PR #167, opened 2020-09-07
support sequential retry of lesser priority mirrors

tapakund:
Below are the modifications done with this PR:

1. Add sha512sum support for verifying the repomd file.
2. Cache the baseurl in case of metalink.
3. support sequential retry of lesser priority mirrors
4. Removed hardcoded support of https, http, ftp, ftps, file resource types.
5. With this change, curl will decide on the protocol supported/unsupported.
6. Minor code cleanup and some improvements.


tapakund:
cc @keerthanakalyan @sshedi @cbsiddharth @oliverkurth

client/prototypes.h
```diff
@@ -25,11 +25,18 @@
 #include <openssl/md5.h>
 
 #define MAX_DIGEST_LENGTH 64
-typedef struct metalinkfile{
+
+typedef struct metalinkurls_t {
```
sidcha: the `_t` suffix convention is to indicate that a literal is a type in C. So please change as,

```
typedef struct metalinkfile {
    ...
} metalinkfile_t;
```

And use metalinkfile_t as your typename.

client/prototypes.h
```diff
@@ -25,11 +25,18 @@
...
+    char *url;
+    struct metalinkurls_t *next;
+} metalinkurls;
+
+typedef struct metalinkfile {
```
sidcha: Also  same here.

client/prototypes.h
```diff
@@ -117,12 +124,14 @@ TDNFRepoGetBaseUrl(
     const char* pszRepo,
     char** ppszBaseUrl
     );
+
 uint32_t
 TDNFRepoSetBaseUrl(
     PTDNF pTdnf,
-    const char* pszRepo,
-    char* pszBaseUrl
+    PTDNF_REPO_DATA_INTERNAL pszRepo,
```
sidcha, line 136: But if you see, TDNF uses the all CAPs notation for custom types (eg., `PTDNF_REPO_DATA_INTERNAL`). So metalinkfile_t and metalinkurs_t should actually be `TDNF_METALINK_FILES` and `TDNF_METALINK_URLS` etc.,

sidcha (changes requested):
I think this patch needs to be rebased on top of your other openssl patch. I'll review once the other one is merged.

client/prototypes.h
tapakund: Thanks, addressed.

client/prototypes.h
tapakund: Thanks, I followed same for the new structures.

client/remoterepo.c
```diff
@@ -551,12 +539,55 @@ TDNFNewMetalinkfile(
...
+    new_metalink_url->next = NULL;
+
+    if (*metalink_tail == NULL)
+    {
+        *metalink_tail = new_metalink_url;
+    }
+    else
+    {
+        (*metalink_tail)->next = new_metalink_url;
+    }
```
sidcha: This method's contract is not clear. It is called `AppendResourceURlToList` but is not doing a list walk. OOH, if you assume that the caller will always pass tail, then this IF block should not be there.

From what I'm seeing, this method could be named `TDNFAllocateResourceURl` and then in the caller should build the list with the node items it returns.

client/remoterepo.c
```diff
@@ -607,100 +639,79 @@ TDNFParseAndGetURLFromMetalink(
...
-                }
-                i++;
+                metalink_urls_head = metalink_urls_tail;
             }
-            if(resource_type[i] != NULL)
+            else
             {
-                break;
+                metalink_urls_tail = metalink_urls_tail->next;
             }
```
sidcha: Suggested:
```c
dwError = TDNFAllocateResourceURL(&current, (*resources)->url);
BAIL_ON_TDNF_ERROR(dwError);
if (!metalink_urls_head) {
    metalink_urls_head = current;
} else {
    prev->next = current;
}
prev = current;
```

common/strings.c
```diff
@@ -331,3 +331,43 @@ TDNFTrimSuffix(
...
+TDNFStringEndsWith(
+    char* pszSource,
+    const char* pszSuffix
+    )
+{
+    int nSourceStrLen = 0, nSuffixStrLen = 0;
+    uint32_t dwError = 0;
+    int ret = 0;
+
+    if (!pszSource || !pszSuffix)
```
sshedi: should this be IsNullOrEmptyString?

client/prototypes.h
```diff
@@ -24,12 +24,19 @@
 #include <openssl/sha.h>
 #include <openssl/md5.h>
 #include <openssl/evp.h>
-typedef struct metalinkfile{
+
+typedef struct _TDNF_METALINK_URLS_ {
+    char *url;
```
sshedi, line 29: url should be const?

client/repo.c
```diff
@@ -467,6 +467,155 @@ TDNFEventRepoMDDownloadEnd(
...
+    {
+        dwError = ERROR_TDNF_INVALID_PARAMETER;
+        BAIL_ON_TDNF_ERROR(dwError);
+    }
+    if (!pTdnf->pRepos)
+    {
+        dwError = ERROR_TDNF_NO_REPOS;
+        BAIL_ON_TDNF_ERROR(dwError);
+    }
+    pRepos = pTdnf->pRepos;
```
sshedi: nit: move this assignment above the previous if and modify the check accordingly.

client/repo.c
```diff
@@ -467,6 +467,155 @@ TDNFEventRepoMDDownloadEnd(
...
+
+    while (pRepos)
```
sshedi: nit: IMO, for loop looks clean while traversing SLL, in fact this whole thing can be done in one line :)

client/repo.c
```diff
@@ -467,6 +467,155 @@ TDNFEventRepoMDDownloadEnd(
...
+    {
+        if (!strcmp(pszRepo, pRepos->pszId))
+        {
+            break;
+        }
+        pRepos = pRepos->pNext;
+    }
+
```
sshedi, line 503: check pRepos for NULL after loop

client/repo.c
```diff
@@ -467,6 +467,155 @@ TDNFEventRepoMDDownloadEnd(
...
+        {
+            urls = urls->next;
+            if (urls)
+            {
+                continue;
+            }
+            BAIL_ON_TDNF_ERROR(dwError);
+        }
+        strncpy(buf, urls->url, BUFSIZ-1);
+        buf[BUFSIZ-1] = '\0'; // force terminate
```
sshedi, line 566: memset buf to 0 on every iteration, we can't be sure that buf length is BUFSIZ

client/repo.c
```diff
@@ -467,6 +467,155 @@ TDNFEventRepoMDDownloadEnd(
...
+        dwError = TDNFStoreBaseURLFromMetalink(pTdnf, pszRepo, buf);
+        BAIL_ON_TDNF_ERROR(dwError);
+
+        dwError = TDNFAllocateStringPrintf(&pszRepoMDUrl,
+                                           "%s/%s",
+                                           buf,
+                                           TDNF_REPO_METADATA_FILE_PATH);
+        BAIL_ON_TDNF_ERROR(dwError);
+        *ppszRepoMDUrl = pszRepoMDUrl;
+        break;
```
sshedi, line 579: why are we breaking here? can break right after line 565 if condition ?

client/repo.c
```diff
@@ -467,6 +467,155 @@ TDNFEventRepoMDDownloadEnd(
...
+uint32_t
+TDNFFreeMetalinkUrlsList(
+    TDNF_METALINK_URLS *metalink_urls
+    )
+{
+    uint32_t dwError = 0;
+    TDNF_METALINK_URLS *metalink_urls_temp = NULL;
+    TDNF_METALINK_URLS *metalink_urls_temp_next = NULL;
+
+    if (!metalink_urls)
```
sshedi, line 596: metalink_urls list can be empty? which is a valid case. So returning 0 should be fine

sshedi (changes requested):

client/remoterepo.c
```diff
@@ -607,100 +639,79 @@ TDNFParseAndGetURLFromMetalink(
...
         {
             fprintf(stderr, "File %s does not have any resource.\n", (*files)->name);
             dwError = ERROR_TDNF_METALINK_RESOURCE_VALIDATION_FAILED;
             BAIL_ON_TDNF_ERROR(dwError);
         }
         while(*resources)
         {
-            i = 0;
-            while(resource_type[i] != NULL)
+            dwError = TDNFAppendResourceURlToList(&metalink_urls_tail, (*resources)->url);
```
sidcha: URL in TDNFAppendResourceURlToList must be all caps.

client/repo.c
```diff
@@ -467,6 +467,155 @@ TDNFEventRepoMDDownloadEnd(
...
+    )
+{
+    uint32_t dwError = 0;
+    char *pszBaseUrlFile = NULL;
+    PTDNF_REPO_DATA_INTERNAL pRepos = NULL;
+
+    if (!pTdnf ||
+       !pTdnf->pConf ||
+       IsNullOrEmptyString(pszRepo) ||
+       IsNullOrEmptyString(pszRepoMDURL))
```
sidcha: These lines have to move forward by one space char. Align folds **after** the opening '(' in IF.

client/repo.c
sidcha: strncpy is done above. This should be fine.

client/repo.c
sidcha: Only one URL is valid. Loop has a continue above.

client/repo.c
```diff
@@ -682,22 +862,27 @@ TDNFGetRepoMD(
...
-            dwError = TDNFParseAndGetURLFromMetalink(pTdnf, pRepoData->pszId, pszMetaLinkFile, NULL);
+            dwError = TDNFRepoSetBaseUrl(pTdnf, pRepoData, pszBaseUrlFile);
             BAIL_ON_TDNF_ERROR(dwError);
         }
     }
 
     if (nNewRepoMDFile)
     {
         nReplaceRepoMD = 1;
+        /*We need to be strict here, if user have switched from metalink to baseurl or vice versa
```
sidcha: s/have/has

client/remoterepo.c
tapakund: Done, renamed the function name to TDNFAllocateResourceURL

client/remoterepo.c
tapakund: Sure, done.

client/repo.c
tapakund: Taken care of indentation :)

client/repo.c
tapakund: Sure.

client/repo.c
tapakund: Sure, modified this to for loop.

client/repo.c
tapakund: Done.

client/repo.c
tapakund: Right, better if we free only if metalink_urls is not NULL. Else just return success.

client/repo.c
tapakund: done.

client/remoterepo.c
tapakund: Yeah, this looks more simple to understand. And all at a place. Modified it. Thanks!

client/repo.c
tapakund: buf is initialized with 0. And strncpy is used. So, i think it's taken care. Also, as per the logic of this function this will not be executed twice it will break from the loop.

client/repo.c
tapakund: Yeah, we continue until TDNFDownloadFile is successful. And once its successful we store the url. Let me know if any concern here

common/strings.c
tapakund: Yeah, modified this to IsNullOrEmptyString. Thats should be fine.

client/prototypes.h
tapakund: As discussed, keeping it as it is. Don't want to complicated things.

client/remoterepo.c
```diff
@@ -540,7 +540,7 @@ TDNFGetFileHashFromMetalink(
 }
 
 uint32_t
-TDNFAppendResourceURlToList(
+TDNFAllocateResourceURL(
     TDNF_METALINK_URLS **metalink_tail,
```
sidcha: This is just `metalink_url` please remove `_tail`.

sidcha (approved):
LGTM.

client/remoterepo.c
tapakund: Yeah, missed to change this. Thanks! modified it now.

sshedi (approved):
lgtm.

client/repo.c
```diff
@@ -467,6 +467,146 @@ TDNFEventRepoMDDownloadEnd(
...
+            TDNF_SAFE_FREE_MEMORY(metalink_urls_temp->url);
+            TDNF_SAFE_FREE_MEMORY(metalink_urls_temp);
+            metalink_urls_temp = metalink_urls_temp_next;
+        }
+    }
+    return;
+}
+
 uint32_t
 TDNFGetRepoMD(
```
keerthanakalyan, line 611: This check was missed in last PR. We need to check for IsNullOrEmptyString(pRepoData->pszBaseUrl) and IsNullOrEmptyString(pRepoData->pszMetaLink) instead of (pRepoData->pszBaseUrl == NULL) && (pRepoData->pszMetaLink == NULL). Please take care of this change in next PR.

client/repo.c
```diff
@@ -545,51 +689,67 @@ TDNFGetRepoMD(
...
+            //we should remove the metalink file now
+            if(remove(pszMetaLinkFile))
             {
                 dwError = errno;
                 BAIL_ON_TDNF_SYSTEM_ERROR(dwError);
             }
+            /*setting need download true and base url might point to another mirror
+             than the mirror metalink was pointing to */
             nNeedDownload = 1;
+            nStrictlyReplace = 1;
```
keerthanakalyan, line 738: nStrictlyReplace need not be set here. nDownload handles even if the URL used before from metalink is different from the baseURL which is set now. shasum of repomd files will be different so nDownload will download the repodata again. We can add a separate PR to improvise this logic.

client/repo.c
```diff
@@ -636,41 +795,53 @@ TDNFGetRepoMD(
...
             BAIL_ON_TDNF_ERROR(dwError);
-            dwError = TDNFDownloadFile(
-                          pTdnf,
-                          pRepoData->pszId,
-                          pszRepoMetalink,
-                          pszTmpRepoMetalinkFile,
-                          pRepoData->pszId,
-                          metalink,
-                          &ml_file);
+            dwError = TDNFAllocateStringPrintf(&pszTempBaseUrlFile,
```
keerthanakalyan, line 803: nDownload flag can be improved by checking the shasum of metalink file and download the repomd and other xml files if the shasum of metalink differs. That way we can avoid the logic of downloading repomd xml and checking the shasum. We can add a separate PR to improvise this logic.

keerthanakalyan (approved):
We can add a separate PR to improve this logic of handling metalink and repomd files shasum which will bring down the refresh time.

PR #168, opened 2020-09-07
use high level openssl api for calculating hash

tapakund:
Use EVP api for hash calculation as low level openssl api's are not accessible in FIPS mode.


tapakund:
cc @keerthanakalyan @cbsiddharth @sshedi @oliverkurth

client/defines.h
```diff
@@ -188,4 +188,5 @@ typedef enum
     {ERROR_TDNF_BASEURL_DOES_NOT_EXISTS,             "ERROR_TDNF_BASEURL_DOES_NOT_EXISTS",             "Base URL and Metalink URL not found in the repo file"},\
     {ERROR_TDNF_CHECKSUM_VALIDATION_FAILED,          "ERROR_TDNF_CHECKSUM_VALIDATION_FAILED",          "Checksum Validation failed for the file downloaded using URL from metalink"},\
     {ERROR_TDNF_METALINK_RESOURCE_VALIDATION_FAILED, "ERROR_TDNF_METALINK_RESOURCE_VALIDATION_FAILED", "No Resource present in metalink file for file download"},\
+    {ERROR_TDNF_MD5_FORBIDDEN_FIPS_MODE,             "ERROR_TDNF_MD5_FORBIDDEN_FIPS_MODE",             "API call to digest MD5 forbidden in FIPS mode!"},\
```
sidcha: Can you make this as a more common `ERROR_TDNF_FIPS_FIPS_MODE_FORBIDDEN`? FIPS may forbid more algorithm/methods for which we can reuse this error code.

sidcha (approved):
LGTM. This a much better API 👍

client/defines.h
tapakund: Agree, added a commit to address this. Thanks!

keerthanakalyan (approved):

************

◆ What you have to do: Reproduce the lines of the records exactly, from the first one through the line that contains "3. support sequential".

◆ Result of this exercise:
PR #167, opened 2020-09-07
support sequential retry of lesser priority mirrors

tapakund:
Below are the modifications done with this PR:

1. Add sha512sum support for verifying the repomd file.
2. Cache the baseurl in case of metalink.
3. support sequential retry of lesser priority mirrors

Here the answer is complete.